Sentí el peso de su mirada. De repente, la corbata me apretaba
demasiado y me la aflojé.
—¿Qué? —pregunté, enfadado.
—¿Has salido con alguien desde lo de Allison?
Fantástico. Atrapado en el coche y sin manera de esquivar la pregunta.
No tenía ganas de hablar de mi vida amorosa con Charlotte Darling.
—No es asunto tuyo.
La verdad es que había tenido algunas historias sin demasiada
importancia, pero nada como la relación que tuve con Allison.
—Bueno, parece que mis asuntos sí te conciernen, así que deberías
pensártelo dos veces antes de aconsejarme con quién debo salir o no. —
Suspiró—. Además, lo de «cita a ciegas» solo era un código.
—¿Un código? ¿Para qué?
—No quería que nadie viese que he quedado con Max.

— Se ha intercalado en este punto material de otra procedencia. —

PR #13923, opened 2025-11-25
Support w8a8_fp8_block_quant for moe and normal linear with llm-compressor

Wangzheee:
w8a8_fp8_block_quant

## Motivation
**support llm-compressor quant model use deepep**
**support llm-compressor quant model with w8a8_fp8(block-quant)**

Use `recipe` changed to target different quantization algorithms or formats.
recipe = QuantizationModifier(
      targets="Linear",
      scheme="FP8_BLOCK",
      ignore=["lm_head", "re:.*mlp.gate$"],
)

- support w8a8_fp8(block-quant)

- support deepep

## Checklist

### DIFF
--- a/python/sglang/srt/layers/linear.py
+++ b/python/sglang/srt/layers/linear.py
@@ -982,7 +982,7 @@ class QKVParallelLinear(ColumnParallelLinear):
         if isinstance(param, BlockQuantScaleParameter):
             if hasattr(self.quant_method, "quant_config"):
                 weight_block_size = self.quant_method.quant_config.weight_block_size
-            elif hasattr(self, "weight_block_size"): # llm-compressor quant model
+            elif hasattr(self, "weight_block_size"):  # llm-compressor quant model
                 weight_block_size = self.weight_block_size
             else:
                 raise ValueError(
--- a/python/sglang/srt/layers/linear.py
+++ b/python/sglang/srt/layers/linear.py
@@ -980,7 +980,14 @@ class QKVParallelLinear(ColumnParallelLinear):
         shard_size = self._get_shard_size_mapping(loaded_shard_id)
 
         if isinstance(param, BlockQuantScaleParameter):
-            weight_block_size = self.quant_method.quant_config.weight_block_size
+            if hasattr(self.quant_method, "quant_config"):
+                weight_block_size = self.quant_method.quant_config.weight_block_size
+            elif hasattr(self, "weight_block_size"): # llm-compressor quant model
+                weight_block_size = self.weight_block_size
+            else:
+                raise ValueError(
+                    "BlockQuantScaleParameter requires weight_block_size to be set."
+                )
             raw_block_n, _ = weight_block_size[0], weight_block_size[1]
             block_n = 1 if getattr(param, "format_ue8m0", False) else raw_block_n
             shard_offset = (shard_offset + block_n - 1) // block_n
--- a/python/sglang/srt/layers/moe/ep_moe/layer.py
+++ b/python/sglang/srt/layers/moe/ep_moe/layer.py
@@ -105,7 +105,7 @@ class DeepEPMoE(FusedMoE):
             and isinstance(quant_config, CompressedTensorsConfig)
             and quant_config._is_wfp8afp8_moe
             and getattr(self.quant_method, "block_quant", False)
-        ):
+        ):  # support W8A8-FP8_BLOCK with llm-compressed-tensors: https://github.com/vllm-project/llm-compressor/blob/main/examples/quantization_w8a8_fp8/fp8_block_example.py
             self.deprecate_flag = True
         else:
             self.deprecate_flag = False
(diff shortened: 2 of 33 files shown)


python/sglang/srt/layers/quantization/utils/quant_utils.py
```diff
@@ -0,0 +1,215 @@
+# Adapted from https://github.com/vllm-project/vllm/model_executor/layers/quantization/utils/quant_utils.py
+# SPDX-License-Identifier: Apache-2.0
+"""This file is used for /tests and /benchmarks"""
+
+from dataclasses import dataclass
```
AniZpZ, line 5: what is the main difference between quant_utils.py and original utils.py?

Wangzheee: We want to refer to vllm and extract the quantization universal API into this folder, while other quantization files of different data types and hardware are separated into different files (such as int8_utils.py fp8_utils.py mxfp4_utils.py )

Wangzheee: > what is the main difference between quant_utils.py and original utils.py?

We want to refer to vllm and extract the quantization universal API into this folder, while other quantization files of different data types and hardware are separated into different files (such as int8_utils.py fp8_utils.py mxfp4_utils.py )

python/sglang/srt/layers/linear.py
```diff
@@ -966,7 +966,11 @@ def weight_loader_v2(
         shard_size = self._get_shard_size_mapping(loaded_shard_id)
 
         if isinstance(param, BlockQuantScaleParameter):
-            weight_block_size = self.quant_method.quant_config.weight_block_size
+            if hasattr(self.quant_method, "quant_config"):
+                weight_block_size = self.quant_method.quant_config.weight_block_size
+            else:
+                assert hasattr(self, "weight_block_size")  # llm-compressor
```
BBuf: Add an error message after the assert statement.

python/sglang/srt/layers/moe/ep_moe/layer.py
```diff
@@ -93,6 +96,13 @@ def __init__(
             quant_config, Fp8Config
         ):
             self.deprecate_flag = True
+        elif (
```
BBuf, line 103: What's the rationale behind deprecating the block_quant + deepgemm + deepep combination? Could you clarify which runtime paths this change will impact? Would suggest adding a code comment to document this.

python/sglang/srt/layers/quantization/compressed_tensors/compressed_tensors.py
```diff
@@ -48,7 +48,7 @@
 __all__ = ["CompressedTensorsLinearMethod"]
 
 SPARSITY_CONFIG_NAME: Literal["sparsity_config"] = "sparsity_config"
-QUANTIZATION_SCHEME_MAP_TYPE = Dict[str, Optional[Dict[str, QuantizationArgs]]]
+QUANTIZATION_SCHEME_MAP_TYPE = dict[str, Optional[dict[str, QuantizationArgs]]]
```
BBuf, line 52: Could these modifications potentially break compatibility with Python 3.10 and similar versions?

Wangzheee: > Could these modifications potentially break compatibility with Python 3.10 and similar versions?
 
https://github.com/sgl-project/sglang/blob/92c29d43ac5f9a316e3d5470c1465591f4919c2d/python/pyproject.toml#L10
https://docs.python.org/3.10/library/stdtypes.html#mapping-types-dict
The current minimum version of Python is 3.10, and it is recommended to use dict list instead of Dict List

python/sglang/srt/layers/linear.py
Wangzheee: > Add an error message after the assert statement.

Got it.

python/sglang/srt/layers/moe/ep_moe/layer.py
Wangzheee: When its config matches CompressedTensorsConfig._is_wfp8afp8_moe, we want its behavior to be consistent with Fp8Config. I will add comments

python/sglang/srt/layers/quantization/fp8_utils.py
```diff
@@ -1163,3 +1175,135 @@ def validate_fp8_block_shape(
...
+    weight: torch.Tensor,
+    weight_scale: torch.Tensor,
+    logical_widths: list[int],
+    input_scale: torch.Tensor | None = None,
+) -> tuple[torch.Tensor, torch.Tensor, torch.Tensor | None]:
+    """Process weights for tensor-wise quantization strategy."""
+    from sglang.srt.layers.quantization.fp8_utils import normalize_e4m3fn_to_e4m3fnuz
+    from sglang.srt.layers.quantization.utils.utils import requantize_with_max_scale
+
+    if _is_fp8_fnuz:
```
Alcanderian, line 1264: I believe put `from sglang.srt.layers.quantization.fp8_utils import normalize_e4m3fn_to_e4m3fnuz` here is a better choice

hnyls2002:
Hi @Wangzheee, w8a8 fp8 block quantization for llm-compressor checkpoints (both MoE and linear) has since landed on main via #14213 and the compressed-tensors scheme refactor in #17503 - see the BLOCK strategy handling in compressed_tensors_w8a8_fp8_moe.py. Closing as superseded - please reopen if I've missed something.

Y antes de que
digas nada sobre la política de la empresa, deja que te recuerde que sé
perfectamente que no hay ninguna norma que prohíba las relaciones entre
empleados.
«¿Cómo? ¿Max?».
La adrenalina corría por mis venas. El coche se detuvo bruscamente
cuando pisé el freno en mitad del tráfico de Manhattan. Dos peatones se
apartaron, lo cual fue una suerte, porque casi los atropello.
—¿Qué? —espeté, aunque estaba seguro de que la había oído
perfectamente.
Detrás de nosotros, las bocinas iniciaron un concierto infernal, pero me
daba igual.
Repitió:
—Max y yo hemos quedado mañana por la noche. Y más vale que
pongas en marcha el coche o tendremos otro disgusto.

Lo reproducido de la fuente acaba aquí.